"To be a good player, you've gotta have a little a------ in you," says Jim Leyland. In Wednesday's pregame news conference, as he opened up fan mail, Leyland expanded on what he said earlier in the day downtown to the Detroit Economic Club.
He said all good teams need to develop a mean streak. "You've gotta
have a little mean streak in you in order to be as good as you should
be. I've never seen many good players or good teams that didn't have a
little selfishness in them. And I mean that in a good way. I'm not
talking about some sort of dirty baseball, I'm just saying an
aggressive, tough a--, mean streak. I think it's real important. There
are times to be a nice guy and a gentleman, but it's not when the game
starts. You've got to have a little a------ in you. You'd better be a
tough son-of-a-b---- to play 162 games, when everybody's got an eye on
you and wants a piece of you."
As Leyland says this, he's not indicating anything about this particular team. "I'm just saying, all good players have a little bit of (jerk) in them. Look at all the champions in all the sports, football, basketball, whatever you want to do, there's a little bit of meanness during the course of the season when the umpire says ‘play ball'."
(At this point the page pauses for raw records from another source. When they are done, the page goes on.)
PR #1662, opened 2020-08-10
Fix missing chart apiVersion

hypnoglow:

`apiVersion` field is Chart.yaml is required but missing for some reason.

## How is the fix applied?

Added `apiVersion: v1` to the Chart.yaml


gw0:
I have a feeling that everyone forgot about this PR. I believe it would make sense to merge that in and also upgrade the Athens version to 0.10.0?

arschles:
@gw0 haven't forgotten about it, just trying to work through the backlog of reviews. sorry about the delay!

arschles (changes requested):
@hypnoglow can you increment the PATCH version number in the `Chart.yaml`? once that's done, this is ready to merge

arschles (approved):

arschles:
thanks @hypnoglow !

Issue #1532, opened 2020-01-28
Availability vs. correctness in list API


linzhp:
**Is your feature request related to a problem? Please describe.**
When Athens is serving list API, it issues request to both storage and VCS and merge two lists. It [fails if there is a storage error](https://github.com/gomods/athens/blob/master/pkg/download/protocol.go#L97). I understand this is to guarantee that Athens returns tags that are deleted from VCS but cached locally can be returned.

However, this approach compromise the availability of Athens server: either VCS or storage is down, Athens list API will be down too. 

**Describe the solution you'd like**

He says it was something the 2006 team had to learn. "In 2006, we had
good players, but didn't have a good team. They made themselves into a
good team. They started to believe in themselves and get a swagger about
them. Everybody started to believe that they were a good team. They
believed in one another. That was a little bit different. This here's a
"We have a bunch of wonderful guys, but they're tough. I just want to make sure that we're aware of the challenge that we have. In order to do it, you probably won't win the ‘most popular boy' contest… which I won in high school, by the way, but let's not get into that."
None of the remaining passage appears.